Disagree, but it depends on what he means by social responsibility. To me, a social responsibility means a responsibility you have to others. An important responsibility you have to others is to avoid violating their individual rights. So I think a social responsibility of business is to not violate the rights of people. When he calls it ‘The Social Responsibility of Business’, Friedman implies that the sole responsibility of business to others is to increase its profits, which means that he thinks businesses don’t have a responsibility to avoid violating peoples rights.
I don’t know I know enough about Amazon to answer this, but I expect like other big companies they are bad.
I hadn’t seen it before, but I think it says that businessman qua employee should foresake his conscience (and his other values)?
It’s strange that he’s suggesting an individual use their values and conscience to make decisions about where to work, but then suggest he forsake them once he is in that job. What’s the point in using your values to decide where to work if you’re just going to forsake them? Why stop being critical of your job in terms of your values as soon as you get the job? It doesn’t make sense.
Is the question asking for my estimation of how Milton Friedman thinks about big business in general, and whether he is perhaps biased toward them? And not to do with the facts of whether Amazon is bad or not?
Like I think they should maximise profits and care about other things too like, making a great product/service, being a great place to work for employees.
I’m reminded of the discussion at the end of Goldratt’s It’s Not Luck where they are discussing the goals of a business. Here is a excerpt:
His expression shows that he doesn’t agree yet. No wonder, for a long time we thought that business and social values were almost contradictory. They were. Not anymore.

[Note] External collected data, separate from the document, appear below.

PR #6021, opened 2017-11-30
query silliness

mind04:
### Short description
PowerDNS was  wasting a lot of queries while processing notifies
Use comboaddress for IPs (was strings)
Add 'supermaster' setting

### Checklist

I have:
- [ ] documented the code

### DIFF
--- a/modules/gmysqlbackend/gmysqlbackend.cc
+++ b/modules/gmysqlbackend/gmysqlbackend.cc
@@ -94,8 +94,6 @@ public:
     declare(suffix, "remove-empty-non-terminals-from-zone-query", "remove all empty non-terminals from zone", "delete from records where domain_id=? and type is null");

To help him quickly digest it, I say, “Let me review what we have agreed on. We agreed that we should, ‘Make money now as well as in the future,’ ‘Provide a secure and satisfying environment for employees now as well as in the future,’ and ‘Provide satisfaction to the market now as well as in the future.’ The first one represents the traditional view of people who own companies. The second is the traditional view of the unions, the employees’ representatives. And the third expresses the message that all new management methods are zealously advocating. We, as top managers, must make sure that our companies provide all of them.”
“Easy to say,” Granby sighs. “The problem is that so often there are conflicts between them.”
“No, there aren’t,” I say. “There are modes of operations that apparently conflict with one of them. These same modes in the long run conflict with all of them.”
“What you are telling us,” Jim is trying hard to digest, “is that we have to realize that there is no conflict between them. That they don’t contradict but in fact supplement each other.”
“Precisely.”
“Alex is probably right,” Brandon joins me. “As people who believe in making money as the goal we are also awakened to the fact that the other two entities are absolutely necessary conditions for achieving our goal.”
“The same awakening is happening in the other camps,” I add. “Show me a union leader who believes that there is job security in a company that constantly loses money. Show me a quality zealot who thinks that a company can provide good service to the market while constantly losing money.”
I think you’re interpreting the word “maximize” loosely and I’m not. Can you look up the definition, think it over, and see if you can figure out what I mean.